To my understanding,

there exist foliation by $k$ dimension hypersurface tangent to $M$.

means there is a cooridnate $(w_1,\cdots,w_{n-k},x_1,\cdots,x_k)$ such that $$ u_i=\frac{\partial}{\partial x_i} $$

I know the proof of the special case where $k=2$. To prove the general case, there is a hint saying using induction on $k$. However, I am not clear how to commit the induction. I tried to consider $[u_{k-1},u_k]$, but we only have $$ [u_{k-1},u_k]\in\operatorname{Span}(u_1,\cdots,u_k) $$ rather than $$ [u_{k-1},u_k]\in\operatorname{Span}(u_{k-1},u_k) $$ So I cannot perform the simpler case. Could anyone help?

  • 2
    $\begingroup$ The case k=1 follows from an existence and uniqueness theorem for ODE's. The step to k=2 from the proof you know should be the same as the on from k-1 to k in the induction. $\endgroup$
    – MBN
    May 11, 2014 at 18:56
  • 1
    $\begingroup$ Although I think this is a good and interesting question, I don't think it belongs on this site (math.SE would be better, clearly). $\endgroup$
    – Danu
    May 11, 2014 at 23:42
  • $\begingroup$ @MBN, sorry I don't get your words. Could you explain a little more? $\endgroup$
    – hxhxhx88
    May 12, 2014 at 13:41

1 Answer 1


Here is a way of thinking about Frobenius theorem that might help to understand the theorem and its proof.
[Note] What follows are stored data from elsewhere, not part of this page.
PR #9140, opened 2021-05-02
feat: add dot command to GitUICommands

MrJithil:
Fixes #

## Proposed changes

- dot command is widespread in most applications to open the current working directory. I have added a `private` function to handle the `.` command in this pull request. For Eg: If a user wants to open their current repository in GitExtensions, he should trigger the command `GitExtensions .`

## Screenshots 
DotCommand

### Before
A user needs to enter different commands to open his current repository.
`GitExtensions browse .` is an example.

### After
By these changes, a user can open the repository in GitExtensions by just triggering the command `GitExtensions .`

### TODO
Need documentation for this command once this PR got sufficient approvals. 

## Test methodology 

- I have tested the changes by modifying the project launch setting property.
- Also, to ensure functionality, I have run the executables from a different git repository.
- Both negative and positive cases were tested.
- Since the added function is a private one, we don't need any unit tests.
- I captured the evidence from my local machine in this pull request.

## Test environment(s) 

- GIT 
- Windows 

----

### DIFF
--- a/GitUI/CommandsDialogs/FormCommandlineHelp.resx
+++ b/GitUI/CommandsDialogs/FormCommandlineHelp.resx
@@ -118,7 +118,8 @@
     <value>System.Resources.ResXResourceWriter, System.Windows.Forms, Version=4.0.0.0, Culture=neutral, PublicKeyToken=b77a5c561934e089</value>
   </resheader>
   <data name="_NO_TRANSLATE_commands.Text" xml:space="preserve">
-    <value>browse [path] [-filter=] [-commit=&lt;selectedSha&gt;[,&lt;firstSha&gt;]]
+    <value>[path]
+browse [path] [-filter=] [-commit=&lt;selectedSha&gt;[,&lt;firstSha&gt;]]
 about
 add [filename]
 addfiles [filename]
--- a/GitUI/GitUICommands.cs
+++ b/GitUI/GitUICommands.cs
@@ -1499,6 +1499,14 @@ namespace GitUI
                         return StartCloneDialog(null, args[1].Replace("github-mac://openRepo/", ""), true);
                     }
 
+                    // User supplied a path. Open the repository if its a valid path
+                    string dir = !string.IsNullOrWhiteSpace(command) && File.Exists(command) ? Path.GetDirectoryName(command) : command;
+                    if (args.Count == 2 && Directory.Exists(dir))
+                    {
+                        LaunchBrowse(dir);
+                        return true;
+                    }
+
                     break;
             }
 #pragma warning restore SA1025 // Code should not contain multiple whitespace in a row


GitUI/GitUICommands.cs
```diff
@@ -1471,6 +1471,8 @@ private bool RunCommandBasedOnArgument(IReadOnlyList<string> args, IReadOnlyDict
                     return StartViewPatchDialog(args.Count == 3 ? args[2] : "");
                 case "uninstall":
                     return UninstallEditor();
+                case ".":
```
gerhardol, line 1474: see comment on line 1383: Update FormCommandlineHelp too

gerhardol, line 1474: Should this be handled in default:?
A specific case for handling paths.

gerhardol (commented):
seem ok
The normal way is to use "browse <path>" or "gitex.cmd <path>"

GitUI/GitUICommands.cs
MrJithil: Yes, I have added that. Thanks for the knowledge share.

MrJithil: Sure. Thanks for the great suggestion.
I have added that.

MrJithil:
@gerhardol I have added the suggested changes. Please review.

GitUI/GitUICommands.cs
```diff
@@ -1914,5 +1919,10 @@ internal TestAccessor(GitUICommands commands)
 
             internal bool RunCommandBasedOnArgument(string[] args) => _commands.RunCommandBasedOnArgument(args, InitializeArguments(args));
         }
+
+        private bool RunDotCommand()
+        {
+            return StartBrowseDialog();
+        }
```
mstv, line 1926: Please remove. I do not see any benefit of adding an alias. Furthermore "." is rather a path than a command.

mstv (commented):
> The normal way is to use "browse " or "gitex.cmd "

So if we start to support ".", why not any path?
I don't know the rationale why the usage of `browse` was forced when the CLI was designed.

GitUI/GitUICommands.cs
mstv: The `default:` case is dealing with clone URLs.
Without a comment, the added code will be hard to understand next time we will read it - basically, i.e. not only if not handled using `case ".":`.

GitUI/GitUICommands.cs
gerhardol: Agree. No alias, add a comment that this is interpreted as a path
Also add a test, similar to RunCommandBasedOnArgument_browse()

GitUI/GitUICommands.cs
MrJithil: I have added the comment as discussed. The changes will be reflected in the next push.

GitUI/GitUICommands.cs
MrJithil: Sure. I have added the test case `RunCommandBasedOnArgument_dot()`.
Thank you much for the sample reference.
The changes will be in the next pull.
CC: @mstv @gerhardol

gerhardol (approved):

IntegrationTests/UI.IntegrationTests/GitUICommands/RunCommandTests.cs
```diff
@@ -363,5 +363,14 @@ private static void ClickButton(Form form, string buttonName)
 
         private static void SetText(Form form, string controlName, string value)
             => form.FindDescendantOfType<Control>(control => control.Name == controlName).Text = value;
+
+        [Test]
+        public void RunCommandBasedOnArgument_dot()
+        {
+            var selected = ObjectId.Random();
+            var first = ObjectId.Random();
+            var otherIgnored = ObjectId.Random();
```
mstv, line 372: What is the purpose of those unused instances?

GitUI/GitUICommands.cs
```diff
@@ -1487,6 +1487,12 @@ private bool RunCommandBasedOnArgument(IReadOnlyList<string> args, IReadOnlyDict
                         return StartCloneDialog(null, args[1].Replace("github-mac://openRepo/", ""), true);
                     }
 
+                    // User supplied `.` as param. So, we need to open the current working directory.
+                    if (args[1] == ".")
+                    {
+                        return StartBrowseDialog();
+                    }
```
mstv, line 1494: If we start to support ".", why not any path? Thoughts, @gitextensions/git-extensions-team?

Then `Program.GetWorkingDir` should try `args[1]`, too. Currently, it is hard-coded to `args[2]`.

mstv (commented):
@MrJithil, file another PR with your sign off in `contributors.txt`, please.

IntegrationTests/UI.IntegrationTests/GitUICommands/RunCommandTests.cs
MrJithil: Thought to extend the unit tests. But, since it's handled with a function, removed it.

MrJithil: Removed in the latest push.

MrJithil:
> @MrJithil, file another PR with your sign off in `contributors.txt`, please.

I have created #9148 as my sign-off. Thanks @mstv

GitUI/GitUICommands.cs
gerhardol: Why not?

RussKie: I'm with @mstv - "." denotes a path, so its handling should be generic to any path.

MrJithil: So, do we need to create a separate PR for that? Or do I need to make changes to this one?
CC: @mstv

MrJithil: Anyway, I started working on it.

MrJithil: Implemented it.

MrJithil:
@mstv @gerhardol @RussKie I have implemented the suggestion to take care `path` along with the `.` param.

Please see the evidence here. Kindly review, approve and merge if you are okay to proceed. Please feel free to revert back in case of any additional suggestions.

New 

Evidence:


https://user-images.githubusercontent.com/26359740/117197332-52135400-ae05-11eb-9c31-904b6c76ead9.mp4

GitUI/CommandsDialogs/FormCommandlineHelp.resx
```diff
@@ -118,7 +118,9 @@
     <value>System.Resources.ResXResourceWriter, System.Windows.Forms, Version=4.0.0.0, Culture=neutral, PublicKeyToken=b77a5c561934e089</value>
   </resheader>
   <data name="_NO_TRANSLATE_commands.Text" xml:space="preserve">
-    <value>browse [path] [-filter=] [-commit=&lt;selectedSha&gt;[,&lt;firstSha&gt;]]
+    <value>.
```
gerhardol, line 121: remove .

GitUI/GitUICommands.cs
```diff
@@ -1487,6 +1487,12 @@ private bool RunCommandBasedOnArgument(IReadOnlyList<string> args, IReadOnlyDict
                         return StartCloneDialog(null, args[1].Replace("github-mac://openRepo/", ""), true);
                     }
 
+                    // User supplied a path. Open the repository if its a valid path
+                    if (Directory.Exists(args[1]))
+                    {
+                        return RunOpenRepoFromPath(args[1]);
```
gerhardol, line 1493: Suggest reducing the code (untested)
```suggestion
                        List<string> args2 = new() { "browse" };
                        args2.AddRange(args);
                        return RunBrowseCommand(args2);
```

gerhardol (commented):
+1

GitUI/CommandsDialogs/FormCommandlineHelp.resx
mstv: Or rather turn into
```suggestion
    <value>[path]
```
?

GitUI/GitUICommands.cs
mstv: I am afraid `RunBrowseCommand` will not re-evaluate the path because it has already been checked and fed to the `Module`.

`RunOpenRepoFromPath` is less flexible than the existing logic in `Program.GetWorkingDir`, which should be re-used definitely.
I suggest to just call `LaunchBrowse(args[1])` - also if `File.Exists(args[1])`.
This has the drawback that a new instance is started. But  this should not be too expensive nowadays.

MrJithil: We may not do this approach for reducing the code. Because `browse` or `openrepo` commands are trying to open a repository that is set during the instantiation (`GitModule`). 
So, instead of proceeding with a workaround, my opinion is to treat it as a separate function as now.

Please suggest if you have disagreements.

GitUI/CommandsDialogs/FormCommandlineHelp.resx
MrJithil: Removed.

GitUI/GitUICommands.cs
mstv: > So, instead of proceeding with a workaround, my opinion is to treat it as a separate function as now.

I disagree to duplicating or - even worse - creating slightly different logic.

You can ignore the returned `IProcess` instance (as all other callers do, too). The new GE instance shall run detached.
Just `return true` in order to exit the first GE instance.

gerhardol: mstv suggestion avoids the additional method
(I will not force checking if args[1] is a file to use the directory).
```suggestion
LaunchBrowse(args[1]);
```

MrJithil: Sure. I have added those changes. I kept the Directory Exisist checks there, to not break the code and avoid the malformed commands. 

@mstv @gerhardol Please review.

RussKie (approved):
Works for me 👍

GitUI/GitUICommands.cs
```diff
@@ -1487,6 +1487,13 @@ private bool RunCommandBasedOnArgument(IReadOnlyList<string> args, IReadOnlyDict
                         return StartCloneDialog(null, args[1].Replace("github-mac://openRepo/", ""), true);
                     }
 
+                    // User supplied a path. Open the repository if its a valid path
+                    if (Directory.Exists(args[1]))
```
mstv, line 1491: Browse supports files, too. Do you have an example where we would not see a relevant error message when using:
```suggestion
                    if (args.Length == 2 && (Directory.Exists(args[1]) || File.Exists(args[1])))
```
?

MrJithil: `LaunchBrowse` only supports File. So, get the directory if it's a path, then open it up.

MrJithil: Added

GitUI/GitUICommands.cs
```diff
@@ -1487,6 +1487,14 @@ private bool RunCommandBasedOnArgument(IReadOnlyList<string> args, IReadOnlyDict
                         return StartCloneDialog(null, args[1].Replace("github-mac://openRepo/", ""), true);
                     }
 
+                    // User supplied a path. Open the repository if its a valid path
+                    string dir = !string.IsNullOrWhiteSpace(args[1]) && File.Exists(args[1]) ? Path.GetDirectoryName(args[1]) : args[1];
+                    if (args.Count == 2 && Directory.Exists(dir))
+                    {
+                        LaunchBrowse(dir);
```
gerhardol, line 1494: Exception if no argument...
untested

```suggestion
                    string dir = args.Count != 2 
                        ? ""
                        :  File.Exists(args[1]) ? Path.GetDirectoryName(args[1]) : args[1];
                    if (Directory.Exists(dir))
                    {
                        LaunchBrowse(dir);
```

GitUI/GitUICommands.cs
mstv: > `LaunchBrowse` only supports File. So, get the directory if it's a path, then open it up.

Why do you think this? It supports the repo dir as well as any dir or file below. Just play around with `GitExtensions.exe browse <path>`. It opens the repo. The tail is ignored.

mstv: Ah, I forgot about the (arguable) design of `.Exists`. So exceptions from the `.Exists` functions must be silently caught.

MrJithil: The same changes already added in the MR. please test it if necessary

MrJithil: And, I request the approval as the earliest since its a been a while.

mstv: > Exception if no argument...

as @gerhardol wrote.
Avoid too much logic, just ignore the exceptions but catch them.

GitUI/GitUICommands.cs
MrJithil: I don't see any exception if I am passing no args. Could you please give evidence?

Since we are `string.IsNullOrWhiteSpace(args[1])` invalid cases will be ignored.

GitUI/GitUICommands.cs
MrJithil: We will not get any exceptions. Also, I just add only one line code to avoid a try and catch. It will not even affect the complete flow.
Do you think, the try-catch is necessary here? If yes, do we need an extra `function` to handle it? Because the if condition will be exhausted with too many lines.

MrJithil: @mstv

GitUI/GitUICommands.cs
```diff
@@ -1487,6 +1487,14 @@ private bool RunCommandBasedOnArgument(IReadOnlyList<string> args, IReadOnlyDict
                         return StartCloneDialog(null, args[1].Replace("github-mac://openRepo/", ""), true);
                     }
 
+                    // User supplied a path. Open the repository if its a valid path
+                    string dir = !string.IsNullOrWhiteSpace(args[1]) && File.Exists(args[1]) ? Path.GetDirectoryName(args[1]) : args[1];
```
RussKie, line 1491: [nit] put `args[1]` into a variable, and use it across.

MrJithil: We discussed reducing the code before. Now, are we okay to add more lines?
Please confirm.

MrJithil: I appreciate it. Instead of creating a variable for `args[1]`, I reused the variable `command` here.

RussKie:
Please [squash](https://github.com/gitextensions/gitextensions/wiki/How-To%3A-Squash-and-Rebase-your-changes) and it is ready to go.

MrJithil:
> Please [squash](https://github.com/gitextensions/gitextensions/wiki/How-To%3A-Squash-and-Rebase-your-changes) and it is ready to go.

Rebased the branch with `master`. @RussKie Please proceed.

RussKie:
Thank you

The condition that one has a set of $k$ linearly independent complete vector fields on $M$ closed by the Lie bracket of vector fields means that one has a Lie subalgebra of the Lie algebra of vector fields of $M$.

One can, then, invoke Picard-Lindelöf's theorem (on existence and uniqueness of solutions for ODE's) and use the flow of each vector field to provide an action of the associated Lie group on $M$. This action induces a foliation on $M$, the orbits of this action are the leaves of the foliation.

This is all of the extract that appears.